- Born: Usman Baba 20 May 1942 Pategi, Northern Nigeria, Colony and Protectorate of Nigeria
- Died: 12 November 2023 (aged 81) Kaduna, Nigeria
- Other names: Samanja, Mazan fama
- Citizenship: Nigerian
- Occupations: Soldier Actor Broadcaster
- Years active: 1985-2023
- Known for: Introducing Hausa comedy-films in Nigeria (known as Samanja)
- Spouse: two surviving of three wives
- Children: 20
- Father: Etsu Usman Tsado (Patako)
- Relatives: Late Nakordi Patigi (Alhaji Jibril Taka Pategi), Etsu Pategi Ibrahim Umaru Chatta (brother) (d. 2019) present Etsu Pategi Umar Bologi II (nephew)

= Usman Baba Pategi =

Nigerian army and actor (1942–2023)

Usman Baba Pategi (20 May 1942 – 12 November 2023), also known as Samanja Mazan Fama, was a Nigerian actor. Together with Yusuf Ladan, Mamman Ladan and Idi Jibril, an NTA staff introduced the Hausa comedy known now as Kannywood, Northern Nigerian films or Hausa films in the 1980s to the Northern audience.

== Biography ==
Usman Baba Pategi was born on 20 May 1942, into the royal house of Pategi Emirate in Pategi, Northern Nigeria. He was the son of Etsu Usman Patako late King of Pategi. He started his early education at Pategi Primary School and then went to Ilorin Middle School. Then later on he went to Kaduna to live with his uncle Alhaji Audu Bida whose assistant he became at home. He also worked with the public works department in the mechanical store, before joining the Northern Broadcasting Corporation, (NBC) in Kaduna.

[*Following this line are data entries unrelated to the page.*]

PR #1160, opened 2023-12-31
Logs metrics on all distributed processes when using DPO & FSDP

AjayP13:
Logs metrics on all distributed processes when using FSDP. 

All processes need access to the metrics in order for things like "Early Stopping" / "Load Best Model At End" to work. You get a `KeyError` on workers #1 - #N, otherwise.

There is no need for this guard as the logging callbacks themselves check if they are the main process before printing metrics to the terminal.

### DIFF
--- a/trl/trainer/dpo_trainer.py
+++ b/trl/trainer/dpo_trainer.py
@@ -989,8 +989,7 @@ class DPOTrainer(Trainer):
         loss, metrics = self.get_batch_loss_metrics(model, inputs, train_eval="train")
 
         # force log the metrics
-        if self.accelerator.is_main_process:
-            self.store_metrics(metrics, train_eval="train")
+        self.store_metrics(metrics, train_eval="train")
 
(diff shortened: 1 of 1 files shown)


lvwerra:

Pategi joined the Nigerian Army in the 1960s where an Army captain during the Nigerian civil war came looking for youth in Northern Nigeria to volunteer. He left the Broadcasting Corporation to join the army and trained at the Signal Training School, Apapa. He served under General Sani Abacha and General Sani Sami. Later he retired in 1985 and went on to an acting career in drama at the FRCN Kaduna where he also directed and wrote movies. Mostly he was known as Samanja Maza Fama, meaning Sergeant-Major (SerMajor) due to the experience he got in his army career.

In 2010, he was in India for surgery for a heart illness which later N1.5 million was given by the Chairman Dangote Group, Alhaji Aliko Dangote, which was reported by the Federal Radio Corporation of Nigeria (FRCN).

Pategi is one among the notable Nigerian actors known as (Samanja) and Chika Apala known as (Zebrudaya) mostly in the film industries and were guests of honour at the dinner of art theatre in the National Association of Nigerian Theatre Arts Practitioners (NANTAP).

== The acting career ==
Pategi who was born into the royalty house of an emirate, was also the heir to the Etsu Pategi Emirate, but pursued his dream career; acting after reported being the main candidate for his father and great grandfather throne as Etsu Pategi, a Nupe town in now Kwara state his father was the Etsu Usman Patako, the king of Pategi and also his grandfather was a king who later his father succeeded after death, he scarified and declined to be Etsu Pategi (King of Pategi) because of the career he aimed to be, he left the throne for his little brother Etsu Umaru Chatta who died in 2017 and was succeeded by Umaru Bologi. He mostly appears as a police or soldier in their common practice and dramatized moves in the movie industry, when asked he said due to the experience he got in as army, I decided to use the way they react, moves and commands that's where the name (Samanja) came on, the way Sergeant and Major due to control and commands of the order ranks and stated that acting gives him more joy and happiness that's why he retired and returned to his acting career. He mostly performed in the Army Day Celebration, even the one as General Ibrahim Babangida in Lagos and Aso Rock Presidential Villa, Abuja and that of Maryam Abacha.

The popular actor, writer and director starred in the popular Hausa film known as:
- Samanja
- Yusuf's Ladan's
- Zaman Duniya Iyawa Ne

Pategi received popularity from the film Samanja, where he mixed Hausa/English and Pidgin English in the way Nigerian soldiers usually speak.

== Personal life and death ==
Pategi had three wives and 20 children. He lost one among his wives Hajiya Maryam Baba at her age of 46. Usman Baba Pategi died in Kaduna on 12 November 2023, at the age of 81.